Trust is based on assumption. It can be bolstered with evidence but, just as science can never prove something is true, we can never trust something with absolute certainty. We only know when trust is broken. This is the real insight of security – not the technologies that help us to build trust.
Example 15. One of the big problems with security mechanisms is that they hinder people sometimes from taking part in legitimate activities. They are then frequently turned off out of misunderstanding or annoyance, leaving a system unprotected. It is therefore important to educate the managers of security systems about procedures and practices surrounding a secured system. If there is a way to proceed, it should be by an approved channel; if a pathway is blocked, then it should be for a good reason that is understood by all parties.
11.2 Physical security
For a computer to be secure it must be physically secure. If we can get our hands on a host then we are never more than a screwdriver away from all of its assets. Disks can be removed. Sophisticated users can tap network lines and listen to traffic. The radiation from monitor screens can be captured and recorded, showing an exact image of what a user is looking at on his/her screen. Or one can simply look over the shoulder of a colleague while he or she types a password. The level of physical security one requires depends on the sophistication of the potential intruder, and therefore in the value of the assets which one is protecting.

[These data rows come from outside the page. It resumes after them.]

PR #376, opened 2022-12-20
fix(app): store useSetMachineConfig

pedronauck:


packages/app/src/systems/CRX/background/services/BackgroundService.ts
```diff
@@ -93,7 +93,7 @@ export class BackgroundService {
     } else {
       await this.requireAccounts();
     }
-    return next(request, serverParams);
+    return next(request, serverParams!);
```
luizstacio, line 96: You can change the argument here: `serverParams: EventOrigin | undefined`. to `serverParams: EventOrigin`

luizstacio (changes requested):

luizstacio (approved):

PR #385, opened 2022-12-21
feat: improve balance visibility and hide account

luizstacio:
The current implementation of Balance visibility was using the isHiden prop inside the account specific. The balance visibility is a global setting, and because of that, it should be stored at a global level.

For this implementation, I had;
- Create utils Storage to wrap on localStorage with events enabling to be used with useSyncExternalStore
- Create a hook `useStorageItem` to wrap the use of a specific storage key value and setter.
- Using localStorage instead of indexedDB, in this case, looks better as it's a front-end-specific setting.
- Change accountMachine references names from setBalanceBivisibility to hideAccount.
- Create a new Component AmountVisibility to wrap value | '•••••'.
- Add AmountVisibility to Asset List amounts.


packages/app/src/systems/Account/components/BalanceWidget/BalanceWidget.tsx
```diff
@@ -90,22 +76,19 @@ export function BalanceWidget({
             </Text>
           </Copyable>
           <Text
-            color={isHidden ? 'gray10' : 'gray12'}
+            color={visibility ? 'gray12' : 'gray10'}
```
pedronauck, line 79: this style should be inside the `styles` object instead of on props

packages/app/src/systems/Account/components/BalanceWidget/BalanceWidget.tsx
```diff
@@ -90,22 +76,19 @@ export function BalanceWidget({
...
           >
-            <>
-              {account.balanceSymbol || '$'}&nbsp;
-              {isHidden ? '•••••' : formatAmount(account.balance)}
-            </>
+            {account.balanceSymbol || '$'}&nbsp;
+            <AmountVisibility value={account.balance} visibility={visibility} />
           </Text>
         </Flex>
         <Box css={{ marginRight: 6, marginTop: 8 }}>
```
pedronauck, line 87: the same here, styles should be inside `styles` obj

packages/app/src/systems/Core/hooks/useStorage.tsx
```diff
@@ -0,0 +1,15 @@
...
+import { useCallback, useSyncExternalStore } from 'react';
+
+import { Storage } from '../utils';
+
+export function useStorageItem<T = any>(key: string, defaultValue?: T) {
+  const state = useSyncExternalStore<T | null>(
+    Storage.subscribe,
+    () => Storage.getItem<T>(key) ?? defaultValue ?? null
+  );
+  const setState = useCallback((value: T) => {
```
pedronauck, line 11: why do you need a `useCallback` here?

packages/app/src/systems/Home/pages/Home/Home.tsx
```diff
@@ -21,16 +23,21 @@ export function Home() {
     navigate(Pages.receive());
   }, [navigate]);
 
+  const goToAccounts = useCallback(() => {
```
pedronauck, line 26: same here, i think you don't need a `useCallback` here... `useCallback` is better used when you have heavy computations using the component scope and want to avoid re-create these computations in all re-renders you can use it, but for simple cases like that you don't need... in fact, is very rare when you, in fact, will need it

pedronauck (changes requested):

packages/app/src/systems/Home/pages/Home/Home.tsx
luizstacio: I agree I used here just to keep consistency on the code.

pedronauck (approved):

Cleaning staff frequently dust monitors and keyboards, switch off monitors and computers by accident and even pull plugs on computers to plug in their machinery. If a computer serves a valuable purpose, or is vulnerable to accidental input, it is not only attackers we have to protect against. Cleaning staff have keys to the building, so locking an office door will not help here.

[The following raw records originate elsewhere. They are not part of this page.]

PR #408, opened 2023-01-02
feat: create tx item component

### LINKED ISSUE #29: Create TransactionItem component
## Figma Reference
https://www.figma.com/file/uEckQY4EaQ5rXwyISg6d1g/Fuel-Wallet?node-id=77%3A6771

## Props
- `transaction: Transaction`
- `type: TransactionType`

tomiiide:
This PR creates the ActivityItem component.

Closes #29 

https://www.loom.com/share/6a8945b7843243e383818f5e9a38878d


luizstacio (changes requested):
- The loader component is slighter bigger than the normal component
- The icon should have colors like in the designs here. They are the same color, image bellow.
- I think we can remove the amount on the tx. This would cause some confusion as the tx could include multiple assets
- The label from/to should be in bold and have a space
- The address displayed should be in bech32 format. You can use the method from the class Address
- I think the font sizes are not matching the design in proportion. They look a bit bigger here.

Screenshot 2023-01-09 at 17 47 45

pedronauck (changes requested):
### Design considerations:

Assuming that hosts are physically secure, we still have to deal with the issues of software security which is a much more difficult topic. Software security is about access control and software reliability. No single tool can make computer systems secure. Major blunders have been made out of the belief that a single product (e.g. a ‘firewall’) would solve the security problem. The bottom line is that there is no such thing as a secure operating system. What is required is a persistent mixture of vigilance and adaptability.